Squeezing the stone (part two)
05 January 2016 | Benoit Kowalski
Extracting more capacity and achieving enhanced differentiation in subsea transmission, Geoff Bennett, director of solutions and technology, and Benoit Kowalski, director of subsea, Infinera continue to explain in part two.
Adding cashflow efficiency
It is tempting to assume that opex for subsea operators could be driven down by simply implementing super-channel line cards with ever-more capacity. But is this a viable approach from a cashflow perspective? In other words, while the network planning department would readily embrace a 500Gbps or even a 1.2Tbps line card in which all of the wavelength planning is done in one step, the finance department might be reluctant to pay for it until there are revenue-generating services that need to use it.
With a super-channel line card it is possible to license the capacity in 100Gbps “chunks” (note that while this is technically possible for any vendor’s super-channel line card, you should check if your vendor offers this as a commercial option). With this approach, all of the wavelengths of the super-channel are lit from day one (avoiding the need for idler channels to be taken in and out of service), the network operator can pay for 100Gbps slices of capacity as needed. More importantly these 100Gbps bandwidth slices can be activated “instantly” (ie. within the timeframe of the financial approval, and not usually limited by the technology activation timeframe).
This is a radical change in service delivery capability for a typical subsea network. An un-forecast subsea transponder might have a lead time of the order of nine to twelve months, whereas a new 100Gbps slice of an existing super-channel line card could be activated in minutes.
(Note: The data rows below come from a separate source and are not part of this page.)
PR #121, opened 2023-10-09
INSTALL.md: Document new Linux kernel and QEMU branches

joergroedel:
The branches with the Linux kernel support for SVSM (guest and host side) have been updated to use the latest upstream patch-sets. Same for QEMU, which was updated to version 8.0.0.

Update the documentation to point to the updated branches.


roy-hopkins (approved):
LGTM

PR #126, opened 2023-10-12
mm: stack: Add unit tests

Zildj1an:
Add basic unit tests for the stack. This is a start to adding unit tests to all memory components.

### DIFF
--- a/src/mm/stack.rs
+++ b/src/mm/stack.rs
@@ -125,3 +125,27 @@ pub fn free_stack(stack: VirtAddr) {
 
     STACK_ALLOC.lock().dealloc(stack);
 }
+
+#[cfg(test)]
+mod tests {
+    use crate::mm::stack::*;
+
+    #[test]
+    fn test_allocate_and_free_stack() {
+        /*
+         * For offline testing purposes, we can't
+         * really map physical memory.
+         */
+        let stack_res = STACK_ALLOC.lock().alloc();
+        let stack = stack_res.unwrap();
+        let base_pointer = stack_base_pointer(stack);
+
+        assert!(stack >= SVSM_SHARED_STACK_BASE);
+        assert!(stack < SVSM_SHARED_STACK_END);
+
+        let bits = stack.bits();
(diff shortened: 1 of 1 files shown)


src/mm/stack.rs
```diff
@@ -125,3 +125,40 @@ pub fn free_stack(stack: VirtAddr) {
...
+         */
+        let stack_res = STACK_ALLOC.lock().alloc();
+        let stack = stack_res.unwrap();
+        let base_pointer = stack_base_pointer(stack);
+
+        assert!(stack >= SVSM_SHARED_STACK_BASE);
+        assert!(stack < SVSM_SHARED_STACK_END);
+
+        let bits = stack.bits();
+        assert_eq!(0xFFFFFFC000000000, bits);
```
joergroedel, line 147: The constant here looks like it can be expressed based on `SVSM_SHARED_STACK_BASE`

src/mm/stack.rs
```diff
@@ -125,3 +125,40 @@ pub fn free_stack(stack: VirtAddr) {
...
+         * To calculate the base address we use stack.bits()
+         * plus STACK_SIZE
+         */
+        let expected_base = if cfg!(feature = "enable-gdb") {
+            // 12 pages (GDB enabled)
+            VirtAddr::new(0xFFFFFFC000006000)
+        } else {
+            // 0 pages for STACK_PAGES_GDB (GDB disabled)
+            VirtAddr::new(0xFFFFFFC000004000)
+        };
```
joergroedel, line 159: And the expected base can be easier calculated using one of the STACK_SIZE or STACK_PAGES constants. Otherwise this test will always need adoption when we change the stack layout.

joergroedel (changes requested):
Thanks for adding this test. I left a few comments.

Zildj1an:
> Thanks for adding this test. I left a few comments.

Thanks for the feedback @joergroedel I have updated the test

joergroedel (approved):
Looks good now. Will merge once I am back at my test machine.

PR #128, opened 2023-10-13
mm/alloc: bounds-check page order before indexing

00xc:
Bounds check the order parameter to `MemoryRegion::refill_page_list()` before indexing, as an invalid order could cause an out of bounds access, resulting in a panic. The previous bounds check was too late, and also had an off-by-one bug.

This function is reachable from other modules via `allocate_pages()`, which naively forwards the order parameter.

Fixes: bee9fe779bf0 ("SVSM: Implement higher-order allocations")


p4zuu:
Nice catch. LGTM

00xc:
Tests with Miri also pass.

PR #129, opened 2023-10-13
tests/mm: use RAII guard to drop test root memory

00xc:
Replace `setup_test_root_mem()` and `destroy_test_root_mem()` by a new guard-like struct that, when acquired, grabs a global lock and initializes the test memory, and when dropped it destroys the memory before releasing the lock.

This simplifies some tests by removing the need to manually destroy the global memory. Moreover, guards on `ROOT_MEM` do not need to be dropped manually either, since they are always acquired after the memory lock, and Rust drops objects in reverse order of acquisition.

### DIFF
--- a/src/fs/filesystem.rs
+++ b/src/fs/filesystem.rs
@@ -273,11 +273,11 @@ pub fn seek(fh: &FileHandle, pos: usize) {
 #[cfg(test)]
 mod tests {
     use super::*;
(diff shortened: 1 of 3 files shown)


00xc:
Tests with Miri pass.

roy-hopkins (approved):

PR #132, opened 2023-10-16
github/workflows: Add CI test for documentation

Zildj1an:
Check documentation didn't break on pull requests, as discussed in pull request #124 (this test depends on merging first `make doc`).

### DIFF
--- a/.github/workflows/docs.yml
+++ b/.github/workflows/docs.yml
@@ -1,0 +1,16 @@
+name: Docs
+
+on: [pull_request]
+
+jobs:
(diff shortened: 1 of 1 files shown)


00xc:
Maybe we should have this in #124

00xc:
Also, I don't know if this will work as it is, since we need cargo to be installed. This is better added to the `rust.yml` workflow.

Zildj1an:
@00xc agreed, will combine with #124 and use `rust.yml`

PR #134, opened 2023-10-17
mm/validate: fully migrate and clear bitmap & other cleanups

00xc:
* Remove useless `pub` on `ValidBitmap` methods.
* Fix: if the number of pages in the bitmap was not a multiple of 64, the remainder would not be copied over to the new bitmap during migration, which could lead to tracking validated pages as invalid.
* Use an `usize` to index into the bitmap, as offsets are always positive.
* Fully clear the bitmap after initialization.

### DIFF
--- a/src/mm/validate.rs
+++ b/src/mm/validate.rs
@@ -135,14 +135,9 @@ impl ValidBitmap {
     }
 
     fn clear_all(&mut self) {
-        let (mut i, bit) = self.index(self.region.end());
-        if bit != 0 {
-            i += 1;
-        }
-        let index: usize = i.try_into().unwrap();
-
+        let len = self.bitmap_len();
         unsafe {
-            ptr::write_bytes(self.bitmap, 0, index);
+            ptr::write_bytes(self.bitmap, 0, len);
         }
     }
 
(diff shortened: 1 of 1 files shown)


src/mm/validate.rs
```diff
@@ -152,11 +152,20 @@ impl ValidBitmap {
...
 
-    fn migrate(&mut self, new_bitmap: *mut u64) {
-        let (count, _) = self.index(self.pend);
+    /// The number of u64's in the bitmap
+    fn bitmap_len(&self) -> usize {
+        let num_pages = self.pend.bits().saturating_sub(self.pbase.bits()) / PAGE_SIZE;
+        let mut num_elems = num_pages / u64::BITS as usize;
+        if num_elems % u64::BITS as usize != 0 {
+            num_elems += 1;
+        }
```
Freax13, line 156: Is the check correct? I'd expect it to be `num_pages % u64::BITS as usize != 0`. Note that you may be able to use [`usize::div_ceil`](https://doc.rust-lang.org/std/primitive.usize.html#method.div_ceil) here (which was stabilized very recently).

00xc: Yep, nice catch, fixed in the new version with `div_ceil()`

Freax13 (approved):

00xc:
@joergroedel I think this is ready to be merged

joergroedel:
@00xc This breaks `make test-in-svsm`. Can you please have a look?

joergroedel:
Bisection points at

```
commit 9e5d903b2d940bf2e81cfbf305582af7e35591fd (HEAD)
Author: Carlos López <carlos.lopez@suse.com>
Date:   Tue Oct 17 14:35:44 2023 +0200

    mm/validate: use usize instead of isize to index into the bitmap
    
    The offsets are always positive from the start of the bitmap, so use
    an unsigned type.
    
    Signed-off-by: Carlos López <carlos.lopez@suse.com>
```

00xc:
> 9e5d903b2d940bf2e81cfbf305582af7e35591fd

Only happens in debug builds, so I suspect some debug assertion is being triggered.

00xc:
I'm working on a bigger rework of the bitmap to increase safety.

00xc:
Turns out my assumption on 498b599221f0fa7b9f7eed073ebcfbea1f5690aa was wrong, things should work now. I'll push my rework of the bitmap to a separate PR.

A novel option would be to allow a network operator to maintain a “floating pool” of bandwidth licenses. These could be moved around the network if spare capacity exists on a given link, and an obvious application would be as part of a service protection strategy.
In Figure 2 we can see how this would work. Let’s assume a cable fault (eg. caused by a fishing trawl, ship’s anchor dragging, or a subsea earthquake) occurs between A and B. Protection techniques such as ITU-T Shared Mesh Protection can ensure service continuity against SLAs, but in this case it may be that the protection path over A-D-C-B is now carrying more traffic than the network operator’s traffic engineering guidelines recommend. By activating a number of time-based bandwidth licenses it is possible to rebalance the traffic matrix and remain within traffic engineering parameters. When the original link is repaired, the licenses can be returned to the “pool”.
This capability was used earlier this year on the AJC cable system after a subsea cable fault in 7,000 to 8,000 metres of water depth. Over 400Gbps of traffic was rerouted in just a few minutes using this “instant bandwidth” capability on the existing super-channels. This type of temporary capacity increase can come at no additional cost, and the licenses are simply returned to the bandwidth pool, in this case following the cable repair.
Conclusion: Subsea service differentiation
The move to 100Gbps coherent transmission for SLTE upgrades is now well under way. Existing cable capacity can be increased by perhaps a factor of ten – and new cable types offer even greater capacity, while taking full advantage of second generation coherent technologies.
But capacity on its own does not offer a clear differentiation for subsea operators. New technologies based on super-channel line card designs offer dramatic reductions in operational scalability while an “instant bandwidth” capability on these line cards reduces new capacity deployment times from months to minutes.
As internet demands, driven by cloud services, higher video quality, and high definition mobile devices, continue to grow exponentially there has never been a clearer reason for subsea operators to look to innovative network upgrades.